Über sich selber lachen

Seit einige Jahren ist der armlose Pfarrer Dozent am Bonner Pädagogisch Theologischen Institut der Evangelischen Kirche im Rheinland. Für Schmidt ist sein Job im Arbeitsbereich Integrative Gemeindearbeit die ideale Herausforderung. Er berät in Fragen der Teilhabe geistig behinderter Menschen am kirchlichen Leben.
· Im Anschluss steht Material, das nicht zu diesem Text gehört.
PR #679, opened 2024-12-02
feat: streaming poc

kwasniew:
## About the changes

This is a reference implementation for the streaming client using SSE (Server-Sent Events).

The changes include:
* production code changes in the repository
* example how to test the streaming API (we test the API, not the low-level details that are tested in the ES library itself)
* example showing user facing property to enable streaming

Chosen library:
* we choose a fork of https://github.com/EventSource/eventsource at https://github.com/launchdarkly/js-eventsource
because it provides extra options such as backoff with jitter, read timeout for inactive streams. Both libraries also support HTTP headers that are not part of the SSE spec itself but useful in practice to do auth

Main logic:
* customers can specify mode (polling vs streaming) using experimentalMode property. When they opt into streaming we create EventSource and inject it to the repository
* in the repository we always make the initial fetch with the HTTP fetch API same as before
* however when streaming is enabled (= EventSource is injected to the repository) we never do setTimeout calls for the next fetch and we listen to event called 'unleash-updated' from the streaming API and update flags accordingly
* so effectively our event stream is a flag stream and not just a notification stream that requires the client to fetch data on its own. This way we save a network roundtrip and piggyback on the broadcast message data

More comments with the important decisions inline

### DIFF
--- a/examples/streaming.js
+++ b/examples/streaming.js
@@ -1,0 +1,14 @@
+const { Unleash } = require('../lib');
+
+const client = new Unleash({
+  appName: 'my-application',
+  url: 'https://app.unleash-hosted.com/demo/api/',
+  customHeaders: {
+    Authorization: '943ca9171e2c884c545c5d82417a655fb77cec970cc3b78a8ff87f4406b495d0',
+  },
+  experimentalMode: { type: 'streaming' },
+  skipInstanceCountWarning: true,
+});
+client.on('changed', () => {
+  console.log(client.isEnabled('demo001', { userId: `${Math.random()}` }));
+});
--- a/examples/variant.js
+++ b/examples/variant.js
@@ -1,14 +1,18 @@
-const { Unleash } = require('../lib');
+const { initialize, getVariant } = require('../lib');
 
-const client = new Unleash({
+const client = initialize({
   appName: 'my-application',
-  url: 'https://sandbox.getunleash.io/nuno/api/',
+  url: 'https://unleash.herokuapp.com/api/',
   customHeaders: {
-    Authorization: '',
+    Authorization: '3bd74da5b341d868443134377ba5d802ea1e6fa2d2a948276ade1f092bec8d92',
   },
-  experimentalMode: { type: 'streaming' },
-  skipInstanceCountWarning: true,
 });
-client.on('changed', () => {
-  console.log('Enabled:', client.isEnabled('streaming-flag', { userId: `${Math.random()}` }));
-});
+
+client.on('error', console.error);
+client.on('warn', console.log);
+
+console.log('Fetching toggles from: http://unleash.herokuapp.com');
+
+setInterval(() => {
+  console.log('Variant config', getVariant('Test.variants', { userId: `${Math.random()}` }));
+}, 1000);
--- a/examples/variant.js
+++ b/examples/variant.js
@@ -1,19 +1,14 @@
-const { initialize, isEnabled } = require('../lib');
+const { Unleash } = require('../lib');
 
-const client = initialize({
+const client = new Unleash({
   appName: 'my-application',
-  url: 'http://localhost:4242/api/',
+  url: 'https://sandbox.getunleash.io/nuno/api/',
   customHeaders: {
-    Authorization: '*:development.35a4fe08c112c8d98cc7a21bdf4d077796920c5e86b0f98eed467b23',
+    Authorization: '',
   },
-  streaming: true,
+  experimentalMode: { type: 'streaming' },
+  skipInstanceCountWarning: true,
 });
-
-client.on('error', console.error);
-client.on('warn', console.log);
-
-console.log('Fetching toggles from: http://unleash.herokuapp.com');
-
-setInterval(() => {
-  console.log('Enabled:', isEnabled('sadfsdaf', { userId: `${Math.random()}` }));
-}, 1000);
+client.on('changed', () => {
+  console.log('Enabled:', client.isEnabled('streaming-flag', { userId: `${Math.random()}` }));
+});
--- a/examples/variant.js
+++ b/examples/variant.js
@@ -1,11 +1,12 @@
-const { initialize, getVariant } = require('../lib');
+const { initialize, isEnabled } = require('../lib');
 
 const client = initialize({
   appName: 'my-application',
-  url: 'https://unleash.herokuapp.com/api/',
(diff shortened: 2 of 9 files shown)


examples/variant.js
```diff
@@ -1,11 +1,12 @@
...
 
 const client = initialize({
   appName: 'my-application',
-  url: 'https://unleash.herokuapp.com/api/',
+  url: 'http://localhost:4242/api/',
   customHeaders: {
-    Authorization: '3bd74da5b341d868443134377ba5d802ea1e6fa2d2a948276ade1f092bec8d92',
+    Authorization: '*:development.35a4fe08c112c8d98cc7a21bdf4d077796920c5e86b0f98eed467b23',
   },
+  streaming: true,
```
kwasniew, line 9: opt into streaming

src/repository/index.ts
```diff
@@ -13,6 +13,7 @@ import {
   Segment,
   StrategyTransportInterface,
 } from '../strategy/strategy';
+const EventSource = require('eventsource');
```
kwasniew, line 16: couldn't get it to work with import, only require worked in a quick PoC

src/repository/index.ts
```diff
@@ -122,10 +129,23 @@ export default class Repository extends EventEmitter implements EventEmitter {
     this.bootstrapOverride = bootstrapOverride;
     this.storageProvider = storageProvider;
     this.segments = new Map();
+    this.streaming = streaming;
+    if (this.streaming) {
+      this.eventSource = new EventSource(resolveUrl(this.url, './client/streaming'), {
+        headers: this.headers,
+      } as any);
+      this.eventSource?.addEventListener('message', (event) => {
```
kwasniew, line 137: required EventSource is seen as potentially undefined. Not sure why that's what ? is handling here

src/repository/index.ts
```diff
@@ -122,10 +129,23 @@ export default class Repository extends EventEmitter implements EventEmitter {
...
+      });
+      this.eventSource?.addEventListener('error', (error) => {
+        console.log('ES error', error);
+      });
+    }
   }
 
   timedFetch(interval: number) {
-    if (interval > 0) {
+    if (interval > 0 && !this.streaming) {
```
kwasniew, line 148: this line is all it takes to stop intervals/timeouts and use ES client instead

examples/streaming.js
```diff
@@ -0,0 +1,14 @@
+const { Unleash } = require('../lib');
+
+const client = new Unleash({
+  appName: 'my-application',
+  url: 'https://app.unleash-hosted.com/demo/api/',
+  customHeaders: {
+    Authorization: '943ca9171e2c884c545c5d82417a655fb77cec970cc3b78a8ff87f4406b495d0',
+  },
+  experimentalMode: { type: 'streaming' },
```
kwasniew, line 9: this has to be provided explicitly to opt into streaming. The reason I model it as {type: 'polling'} | {type: 'streaming'} union is to add streaming config option later {type: 'streaming', config: {refresh, backoff}}

examples/streaming.js
```diff
@@ -0,0 +1,14 @@
...
+  skipInstanceCountWarning: true,
+});
+client.on('changed', () => {
```
kwasniew, line 12: changes are reflected instantly in the event emitter

src/repository/index.ts
```diff
@@ -13,6 +13,8 @@ import {
   Segment,
   StrategyTransportInterface,
 } from '../strategy/strategy';
+// @ts-expect-error
```
kwasniew, line 16: this library does not provide any types so we have to do this for now until we provide a type ourselves

src/repository/index.ts
```diff
@@ -105,6 +110,7 @@ export default class Repository extends EventEmitter implements EventEmitter {
     bootstrapProvider,
     bootstrapOverride = true,
     storageProvider,
+    eventSource,
```
kwasniew, line 113: we make EventSource injectable so that it's easy to swap in testing for a simple mock

src/repository/index.ts
```diff
@@ -122,10 +128,30 @@ export default class Repository extends EventEmitter implements EventEmitter {
...
+            this.etag = etag;
+          } else {
+            this.etag = undefined;
+          }
+          this.save(data, true);
+        } catch (err) {
+          this.emit(UnleashEvents.Error, err);
+        }
+      });
+      this.eventSource.addEventListener('error', (error: unknown) => {
```
kwasniew, line 147: for now I decided to translate event source errors to warnings

src/repository/index.ts
```diff
@@ -122,10 +128,30 @@ export default class Repository extends EventEmitter implements EventEmitter {
...
+        this.emit(UnleashEvents.Warn, error);
+      });
+    }
   }
 
   timedFetch(interval: number) {
-    if (interval > 0) {
+    if (interval > 0 && !this.eventSource) {
```
kwasniew, line 154: do intervals only when eventSource is not provided

src/repository/index.ts
```diff
@@ -398,6 +424,9 @@ Message: ${err.message}`,
       clearTimeout(this.timer);
     }
     this.removeAllListeners();
+    if (this.eventSource) {
```
kwasniew, line 427: we have to remember about closing the event source when Unleash is closed

src/unleash.ts
```diff
@@ -123,6 +126,17 @@ export class Unleash extends EventEmitter {
         tags,
         bootstrapProvider,
         bootstrapOverride,
+        eventSource:
+          experimentalMode?.type === 'streaming'
+            ? new EventSource(resolveUrl(unleashUrl, './client/streaming'), {
```
kwasniew, line 131: we can expose the low level config options to the public API over time, but for now I set those defaults internally

src/test/repository.test.ts
```diff
@@ -1360,3 +1361,73 @@ test('Stopping repository should stop storage provider updates', async (t) => {
...
+    name: 'feature',
+    enabled: true,
+    strategies: [
+      {
+        name: 'default',
+      },
+    ],
+  };
+  const storageProvider: StorageProvider<ClientFeaturesResponse> = new InMemStorageProvider();
+  const eventSource = {
```
kwasniew, line 1378: in-memory mock is trivial to implement. It's just a thin layer on top of the EventEmitter to adjust the API semantic to SSE API

PR #680, opened 2024-12-03
Add support for no_proxy/NO_PROXY environment

xpol:
## About the changes

Add support for `no_proxy`/`NO_PROXY` environment by using the [proxy-from-env](https://github.com/Rob--W/proxy-from-env) library.

### Important files

src/request.ts

## Discussion points

Support `HTTP_PROXY` and `HTTPS_PROXY` in #638  break enterprise users who use both `HTTP(S)_PROXY` and `NO_PROXY`.
We need full support for `HTTP_PROXY`, `HTTPS_PROXY` and `NO_PROXY`.

And [proxy-from-env](https://github.com/Rob--W/proxy-from-env) is battle tested by the [axios library](https://github.com/axios/axios/blob/v1.x/lib/adapters/http.js#L7).

### DIFF
--- a/package-lock.json
+++ b/package-lock.json
@@ -1,0 +1,10045 @@
+{
+  "name": "unleash-client",
+  "version": "6.1.3",
+  "lockfileVersion": 3,
+  "requires": true,
+  "packages": {
+    "": {
+      "name": "unleash-client",
+      "version": "6.1.3",
+      "license": "Apache-2.0",
+      "dependencies": {
+        "http-proxy-agent": "^7.0.2",
+        "https-proxy-agent": "^7.0.5",
+        "ip-address": "^9.0.5",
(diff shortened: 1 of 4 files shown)


kwasniew:
Thanks for a great contribution. I cleaned up some lockfiles in another PR https://github.com/Unleash/unleash-client-node/pull/682 and merged it with you as a co-author. We'll release a new version soon. How do you use Unleash Node SDK? Directly or as part of the proxy (https://github.com/Unleash/unleash-proxy)? I'm asking because this env var proxy capability was originally added for the proxy but proxy is in maintenance mode now and we update it only when needed.

kwasniew:
Your code has been published in 6.2.0. Please let me know if it works for you.

PR #687, opened 2024-12-19
fix: retry all streaming errors

kwasniew:
## About the changes

Improving retry on streaming behavior.
Previously we were only retrying on 500 codes.

Details:
* handling unleash-connected event but we ignore it on first connect. First connect is done with a regular fetch for a safety fallback e.g. when server doesn't support streaming
* telling eventsource client to retry all types of errors so when some network proxy ends the connection without sending HTTP code we still re-connect and refetch the features from the unleash-connected event data (no data updated during proxy downtime is lost as a result)

### DIFF
--- a/src/test/repository.test.ts
+++ b/src/test/repository.test.ts
@@ -1362,7 +1362,7 @@ test('Stopping repository should stop storage provider updates', async (t) => {
   t.is(result, undefined);
 });
 
-test('Streaming update events', async (t) => {
+test('Streaming', async (t) => {
   t.plan(7);
   const url = 'http://unleash-test-streaming.app';
   const feature = {
--- a/src/test/repository.test.ts
+++ b/src/test/repository.test.ts
@@ -1362,9 +1362,9 @@ test('Stopping repository should stop storage provider updates', async (t) => {
   t.is(result, undefined);
 });
 
-test('Streaming', async (t) => {
-  t.plan(6);
-  const url = 'irrelevant';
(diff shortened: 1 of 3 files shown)


src/test/repository.test.ts
```diff
@@ -1402,16 +1403,24 @@ test('Streaming', async (t) => {
...
+
+  // first connection is ignored, since we do regular fetch
+  eventSource.emit('unleash-connected', {
+    type: 'unleash-connected',
+    data: JSON.stringify({ meta: {}, features: [{ ...feature, name: 'intialConnectedIgnored' }] }),
+  });
+
   const before = repo.getToggles();
-  t.deepEqual(before, []);
+  t.deepEqual(before, [{ ...feature, name: 'initialFetch' }]);
```
kwasniew, line 1415: test showing initial fetch is outside of the streaming flow

src/test/repository.test.ts
```diff
@@ -1402,16 +1403,24 @@ test('Streaming', async (t) => {
     eventSource,
   });
 
+  await repo.start();
+
+  // first connection is ignored, since we do regular fetch
+  eventSource.emit('unleash-connected', {
+    type: 'unleash-connected',
+    data: JSON.stringify({ meta: {}, features: [{ ...feature, name: 'intialConnectedIgnored' }] }),
```
kwasniew, line 1411: show that initial streaming connect is ignored

thomasheartman (approved):

PR #690, opened 2025-01-07
feat: client identification headers

kwasniew:
## About the changes

Closes #

### DIFF
--- a/src/request.ts
+++ b/src/request.ts
@@ -7,6 +7,7 @@ import { URL } from 'url';
 import { getProxyForUrl } from 'proxy-from-env';
 import { CustomHeaders } from './headers';
 import { HttpOptions } from './http-options';
+const details = require('./details.json');
 
 export interface RequestOptions {
   url: string;
@@ -18,6 +19,7 @@ export interface GetRequestOptions extends RequestOptions {
   etag?: string;
   appName?: string;
   instanceId?: string;
+  connectionId: string;
   supportedSpecVersion?: string;
   httpOptions?: HttpOptions;
 }
@@ -30,6 +32,7 @@ export interface PostRequestOptions extends RequestOptions {
   json: Data;
   appName?: string;
   instanceId?: string;
+  connectionId?: string;
   httpOptions?: HttpOptions;
 }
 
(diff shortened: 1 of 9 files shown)


src/test/unleash.test.ts
```diff
@@ -51,7 +51,10 @@ const defaultToggles = [
 ];
 
 function mockNetwork(toggles = defaultToggles, url = getUrl()) {
-  nock(url).get('/client/features').reply(200, { features: toggles });
+  nock(url)
+    .get('/client/features')
+    .matchHeader('x-unleash-connection-id', /^.{36}$/)
```
kwasniew, line 56: every request to unleash should have 36 digit uuid

src/request.ts
```diff
@@ -55,18 +58,35 @@ export const getDefaultAgent = (url: URL) => {
...
+  contentType,
+  custom,
+  specVersionSupported,
+  connectionId,
+}: HeaderOptions): Record<string, string> => {
   const head: Record<string, string> = {};
   if (appName) {
+    // TODO: delete
     head['UNLEASH-APPNAME'] = appName;
+    // TODO: delete
```
thomasheartman, line 84: delete when, though? Next major?

src/test/repository.test.ts
```diff
@@ -177,12 +183,15 @@ test('should request with etag', (t) =>
     repo.start();
   }));
 
-test('should request with custom headers', (t) =>
+test('should request with correct headers', (t) =>
```
thomasheartman, line 186: I see why you're co-opting the tests here, but we're also losing a bit of information about the tests with this rename. Before, it was clear that we're talking about custom headers, so if you're scanning through the tests, it was easy enough to find (or grep for). "Correct headers" is more ... ambiguous. How about renaming this one to something like this?
```suggestion
test('should request with custom and `x-unleash` headers', (t) =>
```

The same goes for the other tests that were changed from "custom" to "correct".

thomasheartman (approved):
Nice one!

src/request.ts
kwasniew: I want to have a super safe version upgrade that I can recommend to everyone even if for some unknown reason they relied on he old headers

src/test/repository.test.ts
kwasniew: Good call. I also updated one more test with the same change

thomasheartman (approved):

PR #696, opened 2025-01-16
fix: cross platform uuid

kwasniew:
## About the changes

UUID generation with crypto has better uniqueness guarantees, but Math.random() solution is good enough for our use case (which is not security critical) and works better across all platforms.

This PR will fix the NextJS SDK build issue.

We use UUID for estimated connection counting which is using imprecise HyperLogLog anyway.

### DIFF
--- a/src/uuidv4.ts
+++ b/src/uuidv4.ts
@@ -1,7 +1,7 @@
 /**
  * This function generates a UUID using Math.random().
  * The distribution of unique values is not guaranteed to be as robust
- * as with a crupto module but works across all platforms (Node, React Native, browser JS).
+ * as with a crypto module but works across all platforms (Node, React Native, browser JS).
  *
  * We use it for connection id generation which is not critical for security.
  */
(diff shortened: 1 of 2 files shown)


src/uuidv4.ts
```diff
@@ -0,0 +1,14 @@
+/**
+ * This function generates a UUID using Math.random().
+ * The distribution of unique values is not guaranteed to be as robust
+ * as with a crupto module but works across all platforms (Node, React Native, browser JS).
+ *
+ * We use it for connection id generation which is not critical for security.
+ */
+export const uuidv4 = (): string => {
```
kwasniew, line 8: existing tests check uuid is 36 characters

thomasheartman (dismissed):
Yeah, I'm tempted to say that this is fine. Given our use case, I don't expect we'll run into issues, and if we *do* find that we're getting dupes, then we can always change ti later.

thomasheartman (approved):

Rainer Schmidt, Serie Glück, Kabarett
Ein Daumen, der es in sich hatBild: Johannes Hahn

Im Rahmen unterschiedlicher Vortragstätigkeiten entdeckte der vielfach Talentierte im Laufe der Zeit etwas völlig Neues - seine Liebe zum Kabarett. "Kabarett habe ich unabsichtlich gemacht, weil meine Vorträge immer witziger wurden", bekennt er schmunzelnd. Humor habe ganz viel mit einer Selbstdistanz zu tun. Vielleicht ein Grund dafür, dass er lieber Witze über sich selbst macht als über andere. Mehr als 50 Probevorstellungen sind in den vergangenen eineinhalb Jahren bereits über diverse Bühnen gegangen. Im März soll dann offizielle Premiere sein. Und wie heißt das Programm dieses glücklichen Menschen? "Däumchen drehen – Keine Hände keine Langeweile".

Nachdem mir Rainer Schmidt zum Abschied mit einem Lächeln den Oberarm gereicht hat, gehe ich zurück an meinen Schreibtisch – nachdenklich, bereichert und irgendwie ein bisschen glücklicher.